The veins start showing through the thin skin. The patients have large head, frontal tubercles protruding over a small sharp ("avian") face with a beak nose, the lower jaw is underdeveloped. Also observed are muscle atrophy, degenerative processes in the teeth, hair and nails; marked changes in osteoarticular system, myocardium, hypoplastic genitalia, impaired lipid metabolism, cataract, and atherosclerosis.
Life expectancy of children suffering from progeria is 13 years. Most sources indicate the age of death from 7 to 27, and cases of the patients reaching adulthood are rare. Only one known case of a patient who survived the 27-year milestone is a Japanese male described by Ogihara and others in 1986 who lived to the age of 45.
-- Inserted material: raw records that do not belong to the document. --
PR #1395, opened 2022-03-13
Add ability to change FPS Rate and move Framerate settings

### LINKED ISSUE #947: [Feature Request] Change Speed Limit

### LINKED ISSUE #1553: [Feature Request] Add a option to let the user manually change the fps to 100, 110, 120 etc.
So far the user is only able to run games at 144 fps or 370fps. The emulator needs to have a option where the user can choose to keep the fps at 100, 110, 120 etc. Not only that but the emulator running at 144 fps or higher makes the cpu and the gpu hotter than they should be, which makes the lifespan of the cpu and gpu shorter. Please give us the choice to manually change the fps to any number we want by implementing some sort of option.

acxz:
Closes #947
Closes #1553
Supersedes and closes #1247 

This PR adds the capability of changing the LimitFPS value via the GUI interface.
I built off of @klathem's logic and added the GUI portion that @RSDuck requested.

I also moved the checkbox for LimitFPS from the Menu into the DialogBox so that all framerate settings can be set in one DialogBox. WIth @nadiaholmquist's suggestions moved AudioSync to the new DialogBox as well.

Please feel free to check it out!

To see some pics:

menu-dialog

Notice that the Limit Framerate and Audio Sync checkbox is removed in the main Config Menu and the Framerate settings option is added.
When clicking the framerate settings options the following dialog box appears. When Limit Framerate checkbox is disabled then the spinbox is disabled as well. Either Audio Sync or Limit Framerate can be checked at once, not both.

framerate-dialog

### DIFF
--- a/src/frontend/qt_sdl/CMakeLists.txt
+++ b/src/frontend/qt_sdl/CMakeLists.txt
@@ -20,6 +20,7 @@ set(SOURCES_QT_SDL
     VideoSettingsDialog.cpp
     CameraSettingsDialog.cpp
     AudioSettingsDialog.cpp
+    FramerateSettingsDialog.cpp
     FirmwareSettingsDialog.cpp
     PathSettingsDialog.cpp
     MPSettingsDialog.cpp
--- a/src/frontend/qt_sdl/Config.cpp
+++ b/src/frontend/qt_sdl/Config.cpp
@@ -61,6 +61,7 @@ int GL_ScaleFactor;
 bool GL_BetterPolygons;
 
 bool LimitFPS;
+int FPSRate;
 bool AudioSync;
 bool ShowOSD;
 
@@ -251,6 +252,7 @@ ConfigEntry ConfigFile[] =
     {"GL_BetterPolygons", 1, &GL_BetterPolygons, false, false},
 
     {"LimitFPS", 1, &LimitFPS, true, false},
+    {"FPSRate", 0, &FPSRate, 60},
     {"AudioSync", 1, &AudioSync, false},
     {"ShowOSD", 1, &ShowOSD, true, false},
 
--- a/src/frontend/qt_sdl/Config.h
+++ b/src/frontend/qt_sdl/Config.h
@@ -105,6 +105,7 @@ extern int GL_ScaleFactor;
 extern bool GL_BetterPolygons;
 
 extern bool LimitFPS;
+extern int FPSRate;
 extern bool AudioSync;
 extern bool ShowOSD;
 
--- a/src/frontend/qt_sdl/EmuThread.cpp
+++ b/src/frontend/qt_sdl/EmuThread.cpp
@@ -86,7 +86,6 @@ EmuThread::EmuThread(QObject* parent) : QThread(parent)
     connect(this, SIGNAL(windowEmuPause()), mainWindow->actPause, SLOT(trigger()));
     connect(this, SIGNAL(windowEmuReset()), mainWindow->actReset, SLOT(trigger()));
     connect(this, SIGNAL(windowEmuFrameStep()), mainWindow->actFrameStep, SLOT(trigger()));
-    connect(this, SIGNAL(windowLimitFPSChange()), mainWindow->actLimitFramerate, SLOT(trigger()));
     connect(this, SIGNAL(screenLayoutChange()), mainWindow->panel, SLOT(onScreenLayoutChanged()));
     connect(this, SIGNAL(windowFullscreenToggle()), mainWindow, SLOT(onFullscreenToggled()));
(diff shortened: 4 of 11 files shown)


acxz:
@Arisotura @RSDuck added some picks to clarify what I mean. If you guys can take a look at this QoL PR that would be great!

acxz:
@Arisotura do you mind providing closure to this PR? Should be pretty easy to test.

nadiaholmquist:
It would probably be better to have this option in the video settings dialog instead of its own, the number of settings dialogs is already quite excessive in my opinion.

acxz:
@nadiaholmquist any more thoughts on this? Is coupling the rendering and framerate settings a requirement for this to be merged?

acxz:
@Arisotura @RSDuck @nadiaholmquist 
sorry for pinging this again, but just wanted to see if any you all can provide closure to this PR?

nadiaholmquist:
> @nadiaholmquist any more thoughts on this? Is coupling the rendering and framerate settings a requirement for this to be merged?

Another option is that it could go into interface settings. The audio sync option should probably be moved to the same place as these options as well, as it's another way to limit the emulation speed and doesn't really make sense to have remaining in the menu on its own.

acxz:
> The audio sync option should probably be moved to the same place as these options

I do like that idea and was originally planning on doing so, only reason I move it back was because if someone is looking for audio sync they may not immediately decide to look in the framerate dialog.

> go into interface settings

But with this suggestion, my concern is alleviated.

I'll go ahead and add a commit on top with this UI change. (Will be a while, tbh end of semester...)

acxz:
Also as I sidenote, by adding this commit, will this PR be merged in? GUI coding takes a while for me, and I'd like to make sure the design is final before I work on this since I don't want to redo my work.

SSUPII:
> > Another option is that it could go into interface settings.
> 
> I'm assuming that merging the Framerate dialog into an existing dialog is a requirement for this PR then?
> 
> So basically we have: Interface Settings dialog with a two new tabs 1st tab is called ?Activity? with the existing content 2nd tab is called Framerate with the new content in this PR
> 
> or Video Settings dialog with two new tabs 1st tab is called Render with the existing content 2nd tab is called Framerate with the new content in this PR
> 
> Can you comment/approve this design before I start working on it? I think I do like modifying the Video Settings dialog more since I feel like people will look for Framerate options there first.

I agree to use the Video settings dialog, even tough Audio Sync makes little sense in both. Unfortunately it's an option that _in practice_ limits the frame rate by itself.

bouceto:
Hello, I just want to ask what is the progress on this issue. Based on the comments I see, that the functionality already exists, but it is not merged into master yet, so it is not in MelonDS v 0.9.5. I would greatly appreciate if this could be put into production.

Thanks a lot,
Tomas

SSUPII:
> Hello, I just want to ask what is the progress on this issue. Based on the comments I see, that the functionality already exists, but it is not merged into master yet, so it is not in MelonDS v 0.9.5. I would greatly appreciate if this could be put into production.
> 
> Thanks a lot,
> Tomas

Some time has passed since the PR was made, so the code is likely needing an update.

GABRlEL:
Also wanted to mention here that, perhaps you might be able to use code from the android port? This has an option for Fast Forward Speed choices, which might achieve the same thing: https://github.com/rafaelvcaetano/melonDS-android-lib/ (fastForwardSpeedMultiplier)

acxz:
> > Hello, I just want to ask what is the progress on this issue. Based on the comments I see, that the functionality already exists, but it is not merged into master yet, so it is not in MelonDS v 0.9.5. I would greatly appreciate if this could be put into production.
> > Thanks a lot,
> > Tomas
> 
> Some time has passed since the PR was made, so the code is likely needing an update.

rebased

acxz:
> Also wanted to mention here that, perhaps you might be able to use code from the android port? This has an option for Fast Forward Speed choices, which might achieve the same thing: https://github.com/rafaelvcaetano/melonDS-android-lib/ (fastForwardSpeedMultiplier)

I don't think that would be necessary as the functionality has been already implemented.

Arignir:
This feature would be really appreciated!

Pokemon games are a bit too slow for my taste but if I uncap the FPS then it goes way too fast. Having the option to set a middle ground at 2x or 3x the FPS limit is exactly what I'm looking for 🙏

nadiaholmquist:
implemented by 7dd4152d6711db76fbe2a2acffcc208a524bb25d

Adult progeria is an autosomal recessive mode of inheritance. The defective gene in this case is quite different than in children. It is called WRN and encodes a vital enzyme. However, as in the case of infant progeria, mutations in this gene cause nearly the same effects: "self-repair" ability of the DNA and metabolism of connective tissue are affected.
Histology: flattening of the epidermis, sclerosis of the connective tissue, atrophy of the subcutaneous tissue with the replacement of its connective fibers. Clinically, the disease is manifested by a sudden onset in puberty. It is marked by stunted growth and symptoms of hypogonadism. Usually in their third decade of life the patients turn gray and lose hair, develop cataract, the skin gradually thins out and there is subcutaneous tissue atrophy on the face and extremities, resulting in particularly thin arms and legs. The patients develop osteoporosis, metastatic calcification of soft tissues, and rarely osteomyelitis. Often the disease is accompanied by diabetes whose symptoms manifest as symptoms of generalized atherosclerosis, commonly identified in patients 30-40 years of age. There are cases of malignant tumors (e.g., skin cancer, sarcoma and adenocarcinoma).
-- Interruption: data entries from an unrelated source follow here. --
Issue #1406, opened 2022-03-23
RAM search crashes when searching just after game startup


libjet:
After starting Pokémon Diamond, whenever I run RAM search it crashes the whole program and closes down. Sometimes the RAM search works but after closing it and running it again it crashes 100% of the time.
Happens on both internal and external BIOS, running windows x64 version.

RSDuck:
@2jun0 maybe you can take a look at this?

2jun0:
maybe this error was occurred because of table timer thread.
I'm fixing now and it will be fine

PR #1409, opened 2022-03-27
Fix: RAM search crashes when searching just after game startup

2jun0:
resolved:#1406

- This error seems to be caused when table update timer refer to empty table row data

- And renamed class, file name from RamInfo to RamSearch


Adamillo:
This sadly doesn't fix my problem itself where when I scroll and search for an address the game itself crashes. It would be very appreciated if you add an option where you could just find the address without having to scroll around

RSDuck:
also sorry, I wanted to review this PR, but somehow forgot it.

2jun0:
@Adamillo 
I will solve this error first and then consider it positively

PR #1434, opened 2022-05-03
Modernize CMake build system

nadiaholmquist:
These changes modernize the CMake build system to (hopefully) match newer best practices

Improvements include
 * Library linking is simpler and more automatic because of using imported targets
 * Multi-configuration builds should be supported (Ninja Multi-Config, Visual Studio, etc. generators)
 * Clean up build options using `cmake_dependent_option`
 * Let CMake do its job in more cases, like finding the math/dl libraries and detecting and enabling LTO support
 * Remove platform-specific kludges like the Fedora/flatpak LTO workaround and a bunch of Windows stuff
 * Simplify Windows static builds
 * Consistent formatting
 * Probably other minor stuff I forgot about already


cmake/FixInterfaceIncludes.cmake
```diff
@@ -0,0 +1,24 @@
+# The entire codebase quire reasonably does things like #include <SDL2/SDL.h> or <epoxy/gl.h>
```
autofire372, line 1: quite*

autofire372:
Builds fine on my end; no errors or warnings during cmake or the actual build.

nadiaholmquist:
Awesome, thanks for testing :)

The prognosis for recovery is poor and most patients die from complications of atherosclerosis and cancer.
Although the disease was first described in the late 19th century, until recently doctors were powerless to help these kids and they grew old before the eyes of their parents, who knew from the beginning that their children were doomed.
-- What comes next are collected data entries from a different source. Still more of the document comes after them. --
PR #6, opened 2022-11-17
CuPy support

### LINKED ISSUE #3: Support `cupy.ndarray`?
Create an issue and assign to self so I don't forget. cc: @kmaehashi @asi1024 @emcastillo

asmeurer:
This refactors the code to be array library independent, so that it can work with either NumPy or CuPy.

Other libraries could be supported as well, although the wrapping for each library would be specific to the differences between that library and the array API. 

Fixes #3.


numpy_array_api_compat/_aliases.py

However, there is hope. A group of American scientists headed by Professor Francis Collins, previously involved in the human genome studies, found a method of treating progeria. Although the scientists made only first steps in this direction, as the professor Collins said, intuition tells him that he and his colleagues are on the right track.
Scientists managed to restore the normal functioning of cells extracted from the bodies of children suffering from progeria with rapamycin - a substance widely discussed in the international scientific community. Rapamycin is a product of life of a rare bacteria living in the ground. Scientists have found that rapamycin is able to prolong the life of mammals. It also prevents rejection of transplanted organs and has antitumor properties.
Francis Collins' group was able to remove pathological protein progerin through the introduction of rapamycin in patients' cells. This protein causes the disease, premature aging and death of children suffering from it. There is a possibility that progerin is formed from the "normal" proteins of lamins predecessors, the same ones that encode the gene LMNA. If the gene mutates, the lamins are converted into pathogenic protein progerin.
The cells "cured" by rapamycin not only began normal functioning, but also lived longer than the normal ones, although before they died much earlier than healthy cells, says Francis Collins. Now, American molecular biologists along with the doctors plan to start clinical studies of rapamycin in the fight against infant progeria.